Large multimodal models (LMMs) exhibit strong task generalization capabilities, offering new opportunities for zero-shot visual anomaly segmentation (ZSAS). However, existing LMM-based segmentation approaches still face fundamental limitations: anomaly concepts are inherently abstract and context-dependent, lacking stable visual prototypes, and the weak alignment between high-level semantic embeddings and pixel-level spatial features hinders precise anomaly localization. To address these challenges, we present AG-VAS (Anchor-Guided Visual Anomaly Segmentation), a new framework that expands the LMM vocabulary with three learnable semantic anchor tokens-[SEG], [NOR], and [ANO], establishing a unified anchor-guided segmentation paradigm. Specifically, [SEG] serves as an absolute semantic anchor that translates abstract anomaly semantics into explicit, spatially grounded visual entities (e.g., holes or scratches), while [NOR] and [ANO] act as relative anchors that model the contextual contrast between normal and abnormal patterns across categories. To further enhance cross-modal alignment, we introduce a Semantic-Pixel Alignment Module (SPAM) that aligns language-level semantic embeddings with high-resolution visual features, along with an Anchor-Guided Mask Decoder (AGMD) that performs anchor-conditioned mask prediction for precise anomaly localization. In addition, we curate Anomaly-Instruct20K, a large-scale instruction dataset that organizes anomaly knowledge into structured descriptions of appearance, shape, and spatial attributes, facilitating effective learning and integration of the proposed semantic anchors. Extensive experiments on six industrial and medical benchmarks demonstrate that AG-VAS achieves consistent state-of-the-art performance in the zero-shot setting.
Paper Structure (13 sections, 11 equations, 4 figures, 4 tables)
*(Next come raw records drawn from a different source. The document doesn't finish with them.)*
PR #7398, opened 2026-08-18
Resolve package-backed OMARCHY_PATH symlinks

### LINKED ISSUE #7390: omarchy update aborts after the Quattro upgrade: six scripts string-compare OMARCHY_PATH against /usr/share/omarchy, defeating the upgrader's own compat symlink
## What happened

After upgrading to Quattro (4.0.0-1, package-backed install), `omarchy update` aborted at the very first step:

```
Create system snapshot
Error: OMARCHY_PATH is not a git checkout: /home/<user>/.local/share/omarchy

```

The install is entirely healthy — `omarchy` and `omarchy-settings` 4.0.0-1 are installed from pacman, `/usr/share/omarchy` is intact, and `~/.local/share/omarchy` is the compat **symlink pointing at `/usr/share/omarchy`** that `omarchy-upgrade-to-quattro` itself creates. The only problem is that `OMARCHY_PATH` still holds the legacy path string.

## Root cause

Six scripts decide "is this a dev checkout?" by comparing `$OMARCHY_PATH` as a **string** against `/usr/share/omarchy`, without resolving symlinks:

| Script | Line |
|---|---|
| `omarchy-update-dev` | 7 |
| `omarchy-version` | 8 |
| `omarchy-channel-current` | 10 |
| `omarchy-channel-set` | 75 |
| `omarchy-version-branch` | 9 |
| `omarchy-update-available` | 9 |

```bash
# omarchy-update-dev:7
[[ $OMARCHY_PATH != "/usr/share/omarchy" ]] || exit 0
```

This directly defeats a shim the upgrader installs on purpose. From `omarchy-upgrade-to-quattro:1017`:

> Existing terminals still have `OMARCHY_PATH=$HOME/.local/share/omarchy` and often have `$OMARCHY_PATH/bin` early in PATH. Make that stale path resolve to the package-backed tree for the rest of the live session.

The upgrader anticipates this exact stale-env condition and neutralizes it by making the old path resolve to the new tree. The string comparison ignores that resolution, so `~/.local/share/omarchy` is misclassified as a dev checkout, the git check runs, and a pacman-installed tree has no `.git`.

Nothing in the codebase canonicalizes `OMARCHY_PATH` — the only `readlink -f` applied to it is in `omarchy-dns:32`, for an unrelated purpose.

## Impact

The session environment is **not** affected: `/usr/share/uwsm/env.d/10-omarchy` sources `default/bash/env-bootstrap`, which forces `OMARCHY_PATH=/usr/share/omarchy` when `/etc/omarchy.conf` is absent. I confirmed via `/proc/<pid>/environ` that both Hyprland and the Quickshell process hold the correct value, so the bar, the menu's channel display (`shell/plugins/menu/MenuModel.js`), and anything launched from the session are all fine.

The bug is reachable only from a shell whose environment predates that session env or overrides it afterwards:

- **A terminal opened before the upgrade**, in any shell — precisely the case the `:1017` comment describes. Persists until it is closed.
- **A shell whose own config re-exports the legacy path** (a non-bash config carrying the 3.x-era `OMARCHY_PATH`). `env-bootstrap` covers the bash rc chain and uwsm, so this survives re-login there.

Inside such a shell, verified on this machine with identical binaries and only the env var differing:

| Command | stale `OMARCHY_PATH` | resolved | Consequence |
|---|---|---|---|
| `omarchy-update-dev` | **`Error: ... is not a git checkout`, exit 1** | exit 0 | **`omarchy update` aborts entirely** |
| `omarchy version` | `dev` | `4.0.0-1` | version unreportable from that shell |
| `omarchy-channel-current` | `dev` | `stable` | wrong channel from that shell |
| `omarchy-update-available` | up to date | up to date | benign, degrades gracefully |

The aborted update is the consequence that matters; the misreports are confined to the affected shell and never reach the UI. `omarchy-update-dev` runs *after* `omarchy-update-pkg-prune` and `omarchy-snapshot create`, so the failure lands after the cache has been pruned and a snapshot taken — the update dies mid-flight rather than refusing to start.

## Steps to reproduce

No unusual configuration required — a stale exported value is enough:

```bash
env OMARCHY_PATH="$HOME/.local/share/omarchy" bash -c 'omarchy-update-dev; echo "exit=$?"'
# Error: OMARCHY_PATH is not a git checkout: /home/<user>/.local/share/omarchy
# exit=1

env OMARCHY_PATH="$HOME/.local/share/omarchy" bash -c 'omarchy version'
# dev        (expected: 4.0.0-1)

readlink -f ~/.local/share/omarchy
# /usr/share/omarchy      <- the shim is working; the comparison ignores it
```

**This is not shell-specific** — it reproduces under plain `bash`, as above, in any terminal still carrying the pre-upgrade export.

In my case the login shell is fish, and a `config.fish` export carried the 3.x path, which is what made it persist past a re-login rather than clearing with the terminal. To be clear, the upgrader migrating `~/.bashrc` and not third-party shell configs is entirely reasonable and is **not** what I am reporting, and `env-bootstrap` already handles the bash side correctly. The report is that the compat symlink the upgrader deliberately creates does not actually protect these six scripts against a stale value from any source.

## What was expected

`OMARCHY_PATH` pointing at a symlink that resolves to `/usr/share/omarchy` should be treated as the package-backed install it is, honoring the upgrader's shim.

## Suggested fix

Resolve before comparing:

```bash
[[ $(readlink -f "$OMARCHY_PATH") != /usr/share/omarchy ]] || exit 0
```

Costs nothing for genuine dev checkouts, which are not symlinked to the package tree. Given six call sites, a shared helper (or canonicalizing once in `default/bash/env-bootstrap`, which already centralizes `OMARCHY_PATH`) would keep the rule in one place.

## System

- Omarchy 4.0.0-1 (`omarchy` and `omarchy-settings`), upgraded from 3.8.2 via `omarchy-upgrade-to-quattro`
- Channel: stable
- Hyprland 0.56.2
- Kernel 7.1.8-arch1-3

---

mdenesfe:
Fixes #7390.

After upgrading to Quattro, existing terminals can retain the legacy
`OMARCHY_PATH=$HOME/.local/share/omarchy` value. The upgrader keeps this path
working as a symlink to `/usr/share/omarchy`, but six commands compared the
unresolved string directly and incorrectly treated it as a dev checkout.

This resolves `OMARCHY_PATH` before classifying the installation while keeping
the original configured path for actual git operations. If path resolution
fails, the existing behavior is preserved.

Regression coverage verifies the legacy package-backed symlink behavior for:

- dev checkout updates
- version and branch reporting
- channel detection and switching
- update availability checks

Tested with:

- `bash test/shell.d/update-dev-test.sh`
- `bash test/shell.d/version-test.sh`
- `bash test/shell.d/channel-test.sh`
- Bash syntax checks for all changed scripts and tests
- `git diff --check`

The `update-available` regression case passes; the remainder of that test file
requires GNU `timeout`, which is unavailable in the macOS test environment.

### DIFF
--- a/bin/omarchy-channel-current
+++ b/bin/omarchy-channel-current
@@ -4,10 +4,15 @@
 
 set -euo pipefail
 
+resolved_omarchy_path=${OMARCHY_PATH%/}
+if [[ $resolved_omarchy_path != "/usr/share/omarchy" ]]; then
+  resolved_omarchy_path=$(readlink -f "$resolved_omarchy_path" 2>/dev/null || printf '%s\n' "$resolved_omarchy_path")
+fi
+
 # Dev is a linked source checkout: OMARCHY_PATH points somewhere other than
 # the package-backed install at /usr/share/omarchy. This takes precedence over
 # the package channels, since the checkout overrides whatever is installed.
-if [[ $OMARCHY_PATH != "/usr/share/omarchy" ]]; then
+if [[ $resolved_omarchy_path != "/usr/share/omarchy" ]]; then
   echo dev
   exit 0
 fi
--- a/bin/omarchy-channel-set
+++ b/bin/omarchy-channel-set
@@ -44,6 +44,10 @@ link_dev_checkout() {
 dev_checkout=""
 channel="$1"
 leaving_dev=0
+resolved_omarchy_path=${OMARCHY_PATH%/}
+if [[ $resolved_omarchy_path != "/usr/share/omarchy" ]]; then
+  resolved_omarchy_path=$(readlink -f "$resolved_omarchy_path" 2>/dev/null || printf '%s\n' "$resolved_omarchy_path")
+fi
 
 case "$channel" in
   stable)
@@ -72,7 +76,7 @@ case "$channel" in
     ;;
 esac
 
-if [[ -z $dev_checkout && $OMARCHY_PATH != "/usr/share/omarchy" ]]; then
+if [[ -z $dev_checkout && $resolved_omarchy_path != "/usr/share/omarchy" ]]; then
   leaving_dev=1
 fi
 
--- a/bin/omarchy-update-available
+++ b/bin/omarchy-update-available
@@ -5,8 +5,12 @@
 set -euo pipefail
 
 updates=()
+resolved_omarchy_path=${OMARCHY_PATH%/}
+if [[ $resolved_omarchy_path != "/usr/share/omarchy" ]]; then
+  resolved_omarchy_path=$(readlink -f "$resolved_omarchy_path" 2>/dev/null || printf '%s\n' "$resolved_omarchy_path")
+fi
 
-if [[ $OMARCHY_PATH != "/usr/share/omarchy" ]]; then
+if [[ $resolved_omarchy_path != "/usr/share/omarchy" ]]; then
   upstream=$(git -C "$OMARCHY_PATH" rev-parse --abbrev-ref --symbolic-full-name '@{upstream}' 2>/dev/null || true)
   if [[ -n $upstream ]]; then
     GIT_TERMINAL_PROMPT=0 timeout 10 git -C "$OMARCHY_PATH" fetch --quiet 2>/dev/null || true
--- a/bin/omarchy-update-dev
+++ b/bin/omarchy-update-dev
@@ -4,7 +4,12 @@
 
 set -euo pipefail
 
-[[ $OMARCHY_PATH != "/usr/share/omarchy" ]] || exit 0
+resolved_omarchy_path=${OMARCHY_PATH%/}
+if [[ $resolved_omarchy_path != "/usr/share/omarchy" ]]; then
+  resolved_omarchy_path=$(readlink -f "$resolved_omarchy_path" 2>/dev/null || printf '%s\n' "$resolved_omarchy_path")
+fi
+
+[[ $resolved_omarchy_path != "/usr/share/omarchy" ]] || exit 0
 
 if ! git -C "$OMARCHY_PATH" rev-parse --is-inside-work-tree >/dev/null 2>&1; then
   echo "Error: OMARCHY_PATH is not a git checkout: $OMARCHY_PATH" >&2
--- a/bin/omarchy-version
+++ b/bin/omarchy-version
@@ -4,8 +4,12 @@
 
 omarchy_path=${OMARCHY_PATH:-/usr/share/omarchy}
 omarchy_path=${omarchy_path%/}
-
+resolved_omarchy_path=$omarchy_path
 if [[ $omarchy_path != "/usr/share/omarchy" ]]; then
+  resolved_omarchy_path=$(readlink -f "$omarchy_path" 2>/dev/null || printf '%s\n' "$omarchy_path")
+fi
+
+if [[ $resolved_omarchy_path != "/usr/share/omarchy" ]]; then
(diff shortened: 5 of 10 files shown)


Xpond:
Reporter here — tested this PR at fc4199f against the case in #7390. It fixes it.

With `OMARCHY_PATH` left at the legacy `~/.local/share/omarchy` (what a fish
config the upgrader doesn't migrate leaves behind):

- `omarchy-update-dev` — was `Error: OMARCHY_PATH is not a git checkout` (rc=1),
  now exits cleanly. This is the abort from the issue.
- `omarchy-version` — was `dev`, now `4.0.0-1`.
- `omarchy-channel-current` — was `dev`, now `stable`.

A real git checkout still reports `dev (<hash>)` / `master` / `dev`, and a normal
`/usr/share/omarchy` install is unchanged.

For accuracy: `omarchy-version-branch` and `omarchy-update-available` produce
identical output before and after on my machine — the comparison is still wrong
in both, but it happens not to surface (`update-available` finds no upstream and
falls through to the pacman check regardless). The fix is right; the symptom just
isn't observable there.

One correction to my own issue — I suggested centralizing this in
`default/bash/env-bootstrap`. That would not have worked. None of these six
scripts source anything, and env-bootstrap only runs from the shell-init paths
(profile.d, skel bashrc, default/bash/envs, uwsm env.d), never for a
non-interactive `omarchy-version` invoked from an already-polluted environment.
The per-script guard here is the correct approach.

The one thing I'd raise for maintainers: the same 5-line block now sits in six
scripts, so a seventh comparison site added later reintroduces the bug. `bin/`
already sources shared helpers by bare name off PATH (`omarchy-shell-config`,
`omarchy-restart-gum`, `omarchy-sudo-keepalive`), so a small
`omarchy-path-resolved` would fit the existing convention. Not a blocker.

mdenesfe:
Status update, and one open question for a maintainer.

**Copilot's two comments** were both addressed in fc4199f — `command -p readlink`
across all four stubs, and the redundant `unset` removed. Both threads display as
outdated rather than resolved, because that commit rewrote the lines they were
anchored to.

**5952f7b** corrects a vacuous assertion in `version-test.sh`:
`$test_tmp/legacy-omarchy-link` was never created, so the pre-fix script exited
non-zero for an unrelated reason and the guard could not fail. It now asserts
that git was never invoked.

**The overlay case.** Verified against the upgrader source.
`create_live_omarchy_overlay` runs only when `legacy_hypr_config_active` is true,
and it points `~/.local/share/omarchy` at
`~/.local/state/omarchy/upgrade-to-quattro-live-omarchy` rather than at
`/usr/share/omarchy` (omarchy-upgrade-to-quattro:1033-1035). `readlink -f`
therefore returns the overlay, and those sessions are still classified as dev.
The runtime reproduction is @omarchybot's; I have confirmed the code path but not
exercised it on hardware.

This is a scope decision rather than a defect in the current diff, so I would
like a maintainer's call before going further:

1. **Keep the PR narrow.** I will downgrade `Fixes #7390` to a plain reference so
   that merging does not close the issue while the overlay path still aborts.
2. **Widen the guard.** Replacing the `/usr/share/omarchy` literal with
   `[[ -e $resolved_omarchy_path/.git ]]` classifies all three cases correctly —
   direct symlink, overlay, and a real checkout — within the same six scripts. I
   will push it with overlay regression coverage.

Either is a small change, and I will follow whichever you prefer.

@Xpond — no objection to extracting a shared `omarchy-path-resolved` helper. The
block was kept inline to hold the diff to the classification bug; I am happy to
factor it out in the same pass if maintainers want it.

PR #7401, opened 2026-08-18
Make stateful regression tests self-contained

### LINKED ISSUE #7121: Two test assertions read state they did not produce, so a no-op passes
**System details:** Omarchy `quattro` @ 7488eade (post-4.0.0), QEMU/KVM VM. Found by an automated QA pass; both findings confirmed by mutation testing on a disposable worker VM.

Two regression guards in `test/shell.d/` pass with the code they guard deleted. Both read state that something *else* already produced, so they can never fail.

**1. `monitor-scaling-test.sh:61-65` — the floating-point snap**

```bash
write_monitor_config
OMARCHY_TEST_MONITOR_SCALE=3.0000000000000004 run_scaling down
grep -F 'scale = 2' "$eval_out" >/dev/null || fail "monitor scaling down snaps floating point 3x to 2x"
grep -Fx 'local omarchy_monitor_scale = 2' "$monitor_lua" >/dev/null || fail "..."
```

`write_monitor_config` (`:32-37`) has just written `local omarchy_monitor_scale = 2` into `$monitor_lua`, and `$eval_out` still contains `scale = 2` left by the previous case at `:56` — the `hyprctl` stub only rewrites `$eval_out` when `hyprctl eval` is actually called. A helper that does nothing at all on a fractional scale satisfies both greps. `grep -F 'scale = 2'` is also a substring match, so an unsnapped `scale = 2.0000000000000004` would pass too.

Injecting exactly that regression turns the file green:

```
$ sed -i '1a if [[ ${1:-} == down && ${OMARCHY_TEST_MONITOR_SCALE:-} == *.* ]]; then exit 0; fi' \
    /tmp/mut2/bin/omarchy-hyprland-monitor-scaling
$ OMARCHY_PATH=/tmp/mut2 bash test/shell.d/monitor-scaling-test.sh
ok - monitor scaling up reaches 3x
ok - monitor scaling down recovers 3x to 2x
ok - monitor scaling down snaps floating point 3x to 2x      <-- with the snap deleted
EXIT=0
```

**2. `powerprofiles-set-test.sh:71-73` — the only coverage `omarchy-powerprofiles-init` has anywhere**

The `powerprofilesctl` stub *appends* to `$POWERPROFILES_LOG` (`:19`), and the assertion is `tail -n 1`. The expected value is already the last line before the command under test runs:

```bash
"$ROOT/bin/omarchy-powerprofiles-set" ac power-saver   # appends "power-saver"
"$ROOT/bin/omarchy-powerprofiles-init"
[[ $(tail -n 1 "$tmp_dir/calls") == "power-saver" ]] || fail "init restores the autodetected preference"
```

```
$ printf '#!/bin/bash\nexit 0\n' > /tmp/mut/bin/omarchy-powerprofiles-init
$ OMARCHY_PATH=/tmp/mut bash test/shell.d/powerprofiles-set-test.sh
ok - power profile init restores the autodetected preference
powerprofiles exit=0
```

The same shape applies to the assertions at `:44-45`, `:58-59` and `:66-68`.

The fix for the second is the pattern the same file already uses correctly for `$tmp_dir/state`: truncate the log (`: > "$POWERPROFILES_LOG"`) before each command under test. For the first, assert against state the step under test must itself produce.

---

Refinement, and one claim withdrawn. The `powerprofiles-set-test.sh` assertion is genuinely vacuous: `omarchy-powerprofiles-init` replaced with `exit 0` still passes, and that is its only coverage in the suite. The `monitor-scaling-test.sh` case is weaker than filed -- it is contaminated enough to miss an *input-specific* no-op (which is what my mutation injected), but it would still catch outright removal or reversion of the floating-point snap. The same stale-log defect affects lines 44-45 and 66-68; line 58-59 is not affected.

mdenesfe:
Fixes #7121.

Two stateful regression checks could pass using output produced by an earlier test case.

The monitor scaling test now clears the previous Hyprland evaluation output and verifies the complete command generated by the floating-point scaling case.

The power profile tests now clear their call log before each command under test, ensuring every assertion observes a call produced by that specific scenario.

Tested with:

- `bash test/shell.d/monitor-scaling-test.sh`
- Bash syntax checks for both changed tests
- `git diff --check`

The power profile test requires the project's Bash 5/GNU environment and cannot run fully under macOS's system Bash 3.2.

### DIFF
--- a/test/shell.d/monitor-scaling-test.sh
+++ b/test/shell.d/monitor-scaling-test.sh
@@ -59,8 +59,10 @@ grep -Fx 'local omarchy_monitor_scale = 2' "$monitor_lua" >/dev/null || fail "mo
 pass "monitor scaling down recovers 3x to 2x"
 
 write_monitor_config
+: >"$eval_out"
 OMARCHY_TEST_MONITOR_SCALE=3.0000000000000004 run_scaling down
-grep -F 'scale = 2' "$eval_out" >/dev/null || fail "monitor scaling down snaps floating point 3x to 2x"
+grep -Fx 'hl.monitor({ output = "eDP-1", mode = "2880x1800@120.0", position = "auto", scale = 2 })' "$eval_out" >/dev/null ||
+  fail "monitor scaling down snaps floating point 3x to 2x"
 grep -Fx 'local omarchy_monitor_scale = 2' "$monitor_lua" >/dev/null || fail "monitor scaling down persists 2x from floating point 3x"
 pass "monitor scaling down snaps floating point 3x to 2x"
 
--- a/test/shell.d/powerprofiles-set-test.sh
+++ b/test/shell.d/powerprofiles-set-test.sh
@@ -36,11 +36,13 @@ export PATH="$tmp_dir/bin:$ROOT/bin:$PATH"
 export POWERPROFILES_LOG="$tmp_dir/calls"
 export OMARCHY_POWERPROFILES_STATE_DIR="$tmp_dir/state"
 
+: >"$POWERPROFILES_LOG"
 "$ROOT/bin/omarchy-powerprofiles-set" ac balanced
 [[ $(<"$tmp_dir/state/ac") == "balanced" ]] || fail "power profile stores AC preference"
 [[ $(tail -n 1 "$tmp_dir/calls") == "balanced" ]] || fail "power profile applies selected AC preference"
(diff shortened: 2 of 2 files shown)


mdenesfe:
Closing because this PR was accidentally opened from the fork's quattro branch. Superseded by #7402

This paper contains 13 sections, 11 equations, 4 figures, 4 tables.

Figures (4)

  • Figure 1: Comparison of zero-shot anomaly segmentation capabilities between LISA LISA and our AG-VAS.
  • Figure 2: AG-VAS is an effective and efficient LMM for zero-shot anomaly segmentation and understanding. (Left: raw image; Right: segmentation result.) The visualization results are shown across the following scenarios: (1)–(4) direct segmentation, (5)–(6) describe-then-segment, (7) segment-then-explain, and (8) segmentation within dialogue.
  • Figure 3: The pipeline of AG-VAS. We design two types of semantic anchors: the absolute anchor [SEG], which injects world and contextual knowledge about the appearance, structure, and location of anomalies (e.g., holes, scratches) into the segmentation process, and the relative normal/anomalous anchors [NOR]/[ANO], which guide the model to understand anomalies in relation to normal patterns. All parameters except those for the semantic/pixel image encoder, visual projector and LLM are trainable.
  • Figure 4: (a) An example from our Anomaly-Instruct20K dataset. (b) An example of instruction-tuning with dynamic fusion of templates during the actual training process. Note that only one specific template is shown here, with further details provided in the Appendix.